Credit: Public Domain

It's high time to stand up and be counted for...We need a true leader who will...Let's bring back honor and....Plain folks like you deserve to be...
Issues and platforms aside, political campaign speeches dull the senses at some point when all candidates on all platforms begin to sound alike.

Similar to the word "lawyer," the word "politician" has taken on a cynical meaning, suggesting someone who says only what will garner applause.

This is not a recent credibility problem, either. Nikita Khrushchev is credited with the quote, "Politicians are the same all over. They promise to build a bridge even where there is no river." Translated from the Portuguese, José Maria de Eça de Queiroz is credited with having said, "Politicians and diapers should be changed frequently and all for the same reason."

MIT Technology Review observed how U.S. congressional floor debates are numerous and "are also remarkably similar. These speeches tend to follow a standard format, repeat similar arguments, and even use the same phrases to indicate a particular political affiliation or opinion. It's almost as if there is some kind of algorithm that determines their content."

Indeed. The sameness of characteristics and structures in political speeches is what has interested Valentin Kassarnig, College of Information and Computer Sciences at the University of Massachusetts Amherst. So much so that he has written a paper posted on the arXiv this month, titled "Political Speech Generation."

The question that Kassarnig posed in his research: Can a machine generate a speech where you cannot tell the difference between it and a speech that was hand-written? "Many political speeches show the same structures and same characteristics regardless of the actual topic. Some phrases and arguments appear again and again and indicate a certain political affiliation or opinion. We want to use these remarkable patterns to train a system that generates new speeches," said the author.
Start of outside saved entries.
PR #6046, opened 2021-02-01
Content page js to ts and flow Reference

ishouty:

### DIFF
--- a/common/views/components/Body/Body.tsx
+++ b/common/views/components/Body/Body.tsx
@@ -66,7 +66,7 @@ const LayoutWidth: FunctionComponent<LayoutWidthProps> = ({
   }
 };
 
-type Props = {
+export type Props = {
   body: BodyType;
   onThisPage?: Link[];
   showOnThisPage?: boolean;
--- a/common/views/components/Body/Body.tsx
+++ b/common/views/components/Body/Body.tsx
@@ -71,7 +71,7 @@ const LayoutWidth: FunctionComponent<LayoutWidthProps> = ({
   }
 };
 
-export type Props = {
+type Props = {
   body: BodyType;
   onThisPage?: Link[];
   showOnThisPage?: boolean;
--- a/common/views/components/Body/Body.tsx
+++ b/common/views/components/Body/Body.tsx
@@ -1,5 +1,10 @@
 import dynamic from 'next/dynamic';
-import { ReactNode, ReactElement, FunctionComponent } from 'react';
+import {
+  ReactNode,
+  ReactElement,
+  FunctionComponent,
+  ComponentProps,
+} from 'react';
 import { classNames } from '../../../utils/classnames';
 import AsyncSearchResults from '../SearchResults/AsyncSearchResults';
 import SearchResults from '../SearchResults/SearchResults';
--- a/common/views/components/ContentPage/ContentPage.tsx
+++ b/common/views/components/ContentPage/ContentPage.tsx
@@ -21,6 +21,7 @@ import { WeAreGoodToGo } from '@weco/common/views/components/CovidIcons/CovidIco
 import { prismicPageIds } from '@weco/common/services/prismic/hardcoded-id';
 import BannerCard from '../BannerCard/BannerCard';
 import Body from '../Body/Body';
+import { Season } from '../../../model/seasons';
 /*eslint-disable */
 export const PageBackgroundContext = createContext<'cream' | 'white'>('white');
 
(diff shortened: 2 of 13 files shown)


common/views/components/ContentPage/ContentPage.tsx
```diff
@@ -1,45 +1,41 @@
...
+  Header: ReactElement<typeof PageHeader>;
+  Body: any;
   // This is used for content type specific components e.g. InfoBox
-  children?: ?Node,
-  contributorProps?: ElementProps<typeof Contributors>,
-  Siblings?: Element<typeof SeriesNavigation>[],
-  outroProps?: ?ElementProps<typeof Outro>,
-  seasons?: any, // TODO
-|};
+  children?: ReactNode | null | undefined;
```
jamesgorrie, line 33: The type of `ReactNode` is `ReactNode = ReactChild | ReactFragment | ReactPortal | boolean | null | undefined`.

So you shouldn't have to have all these type. You should actually be able to have `children: ReactNode` as far as I can tell.

common/views/components/ContentPage/ContentPage.tsx
```diff
@@ -1,45 +1,41 @@
...
-type Props = {|
-  id: string,
-  isCreamy?: boolean,
-  Header: Element<typeof PageHeader>,
-  Body: Element<typeof Body>,
+type Props = {
+  id: string;
+  isCreamy?: boolean;
+  Header: ReactElement<typeof PageHeader>;
+  Body: any;
```
jamesgorrie, line 31: Why have we reverted to `any`?

common/views/components/ContentPage/ContentPage.tsx
```diff
@@ -1,45 +1,41 @@
...
-  contributorProps?: ElementProps<typeof Contributors>,
-  Siblings?: Element<typeof SeriesNavigation>[],
-  outroProps?: ?ElementProps<typeof Outro>,
-  seasons?: any, // TODO
-|};
+  children?: ReactNode | null | undefined;
+  contributorProps?: typeof Contributors;
+  Siblings?: ReactElement<typeof SeriesNavigation>[];
+  outroProps?: ReactElement<typeof Outro> | null | undefined;
+  seasons?: any; // TODO
```
jamesgorrie, line 37: Could we fix this while we're at this?

common/views/components/ContentPage/ContentPage.tsx
ishouty: Ahh my bad for this.. Thanks for checking

common/views/components/ContentPage/ContentPage.tsx
ishouty: I could have a look at this.

common/views/components/ContentPage/ContentPage.tsx
```diff
@@ -1,45 +1,47 @@
...
-  id: string,
-  isCreamy?: boolean,
-  Header: Element<typeof PageHeader>,
-  Body: Element<typeof Body>,
+type Props = {
+  id: string;
+  isCreamy?: boolean;
+  Header: ReactElement<typeof PageHeader>;
+  Body: {
+    props: {
```
jamesgorrie, line 34: This seems really un-standard, could you explain why we have to do this differently to everything else?

ishouty: Yes the Element is now not available from react in typescript so i had to change this. 
Function ShouldRenderBody() within the ContentPage,  looks for Body.props.body which does not exists , hence why i put this place. Any other suggestions?

jamesgorrie: @ishouty I've added [this](https://github.com/wellcomecollection/wellcomecollection.org/pull/6046/commits/4b420c696013df5521c06026e657f45cf16a7774). I imagine as we change over from flow, we'll need this a little more.

The problem was [this was the way to do this in flow](https://flow.org/en/docs/react/types/#toc-react-element).

common/views/components/Body/Body.tsx
```diff
@@ -66,7 +71,7 @@ const LayoutWidth: FunctionComponent<LayoutWidthProps> = ({
   }
 };
 
-type Props = {
+export type Props = {
```
jamesgorrie, line 74:
```suggestion
type Props = {
```

jamesgorrie (approved):
Tidy

ishouty:
nice one !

Kassarnig performed an experiment where he created an machine that learned how to write political speeches similar to real speeches and discussed the results.

The author noted past research in the field of Natural Language Generation (NLG) where a collection of example inputs is mapped to output texts of the corpus. "This is basically what we plan to do because we have already all the speech segments labeled with the political party and the opinion. However, our generator will have a simpler architecture."
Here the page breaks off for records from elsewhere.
PR #6049, opened 2021-02-02
Use relative path to prefix module

ajrussellaudio:


jamesgorrie (approved):

jamesgorrie:
Seen this quite a lot with VS code - if that's what you're using. Might try find some time to see if it's our setup that's the issue.

ajrussellaudio:
Thanks @jamesgorrie I'll have a look as well. I was thinking it has something to do with webpack aliases, but I don't know what makes VS Code think they're a thing.

jamesgorrie:
That or the workspaces potentially... more 🔍 needed.

ajrussellaudio:
This pref seems to make VS Code behave how we want:

```json
  "typescript.preferences.importModuleSpecifier": "relative"
```

It's not a long-term fix but it should prevent another goof like this ☝️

He discussed the system SciGen, an automatic computer science research paper generator developed by three MIT students. The random papers it creates "show actually a very high quality in terms of structuring and lexicalization, and they even include graphs, figures, and citations."

As for his data source, the main source was the Convote data set, which contained 3857 speech segments from 53 US Congressional floor debates from the year 2005.
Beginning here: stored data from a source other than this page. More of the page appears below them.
Issue #6004, opened 2021-01-21
Model for parent-child content page relationship


jennpb:
# What is it and who's it for?
For website users who need access to a group of related content pages so they can pick and choose what they look at, and can follow onward journeys to related content

# Background

We currently don't have a way to connect a group of content pages together under a single 'parent' page. It's like a series model, but for informational content, not domain objects.

This is problematic in situations where we have multiple pages that relate to each other under a single 'service' area, for example, this set of content pages held together under the main topic of 'Library services and facilities'

```
Library services and facilities
- Library membership
- Copying and imaging services
- Computers and wifi in the library
- Study rooms
```

We have multiple instances of this problem across the website.

## Aims
- Establish 'Part of' relationship for informational content
- Allow nested, parent-child content pages
- Build this so that sibling pages can be included on each other as onward journeys

# TODO
- [ ] 

## Other considerations 
<---Delete as appropriate--->
- Impact on URL design
- Cardigan documentation

DominiqueMarshall:
![Parent-child-content-page-relationship](https://user-images.githubusercontent.com/60890140/105689853-2d990900-5ef3-11eb-928f-ebb3f0f14301.jpg)

Initial sketch of how the parent > child content page relationship could work. It's similar to the seasons model, but for informational content only.

**Parent page includes:**
- Hero image?
- Standfirst
- Content about the section
- Cards for child content


**Child page includes:**
- Anchor links
- Page content
- Related child content as cards (onward journeys)


Need to figure out how to describe a group of content pieces in Prismic, and how the 'Part Of' section of the headings could be used to help build the connection between the pages in another way.

pollecuttn:
26 January 2021:

- Parent page: cards are of equal size
- Parent page could be an extension of the landing page

PR #6053, opened 2021-02-03
Landing page page relationships

gestchild:
references #6004

Displays related page cards and 'Part of ...' in header on pages

N.B. went down a rabbit hole with getServerSideProps, due to issues with serialisation so have left it out of this PR
Screenshot 2021-02-02 at 16 57 14

### DIFF
--- a/common/model/siblings-group.ts
+++ b/common/model/siblings-group.ts
@@ -1,6 +1,7 @@
 import { Page } from './pages';
 
 export type SiblingsGroup = {
-  landingPageTitle: string;
+  id: string;
+  title: string;
   siblings: Page[];
 };
--- a/common/model/siblings-group.ts
+++ b/common/model/siblings-group.ts
@@ -1,0 +1,6 @@
+import { Page } from './pages';
+
+export type SiblingsGroup = {
+  landingPageTitle: string;
+  siblings: Page[];
+};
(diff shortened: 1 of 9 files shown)


common/model/siblings-group.ts
```diff
@@ -0,0 +1,7 @@
+import { Page } from './pages';
+
+export type SiblingsGroup = {
+  id: string;
+  title: string;
+  siblings: Page[];
+};
```
jamesgorrie, line 7: Got `js` and `ts` here, any reason why?

jamesgorrie: Assuming to cater for flow? I would prefer not to introduce any more tech debt and use a FlowFixMe.

content/webapp/pages/page.js
```diff
@@ -74,16 +83,28 @@ export class Page extends Component<Props> {
...
-            {
-              text: getBreadcrumbText(page.siteSection, page.id),
-              url: page.siteSection ? `/${page.siteSection}` : '',
-            },
-          ]
-        : [],
+      items: [
+        ...sectionItem,
+        // Only using the first of the siblingsGroup in the list
+        // This should be fine as in reality there shouldn't be more than one
```
jamesgorrie, line 98: If this is something we don't expect, why not just treat it as a list and add more, so when it happens, it's not hidden from the UI and we can address it?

Results? "In an experimental evaluation our system performed very well. In particular, the grammatical correctness and the sentence transitions of most speeches were very good. However, there are no comparable systems which would allow a direct comparison."

Based on the author's comments, however, it is not likely that you will see him churning out text for vote-seekers any time soon. "Despite the good results it is very unlikely that these methods will be actually used to generate speeches for politicians," he wrote.

Rather, he said, "the approach applies to the generation of all kind of texts given a suitable dataset. With some modifications it would be possible to use the system to summarize texts about the same topic from different source, for example when several newspapers report about the same event."

More information: Political Speech Generation, arXiv:1601.03313 [cs.CL] arxiv.org/abs/1601.03313

Abstract
In this report we present a system that can generate political speeches for a desired political party. Furthermore, the system allows to specify whether a speech should hold a supportive or opposing opinion. The system relies on a combination of several state-of-the-art NLP methods which are discussed in this report. These include n-grams, Justeson & Katz POS tag filter, recurrent neural networks, and latent Dirichlet allocation. Sequences of words are generated based on probabilities obtained from two underlying models: A language model takes care of the grammatical correctness while a topic model aims for textual consistency. Both models were trained on the Convote dataset which contains transcripts from US congressional floor debates. Furthermore, we present a manual and an automated approach to evaluate the quality of generated speeches. In an experimental evaluation generated speeches have shown very high quality in terms of grammatical correctness and sentence transitions.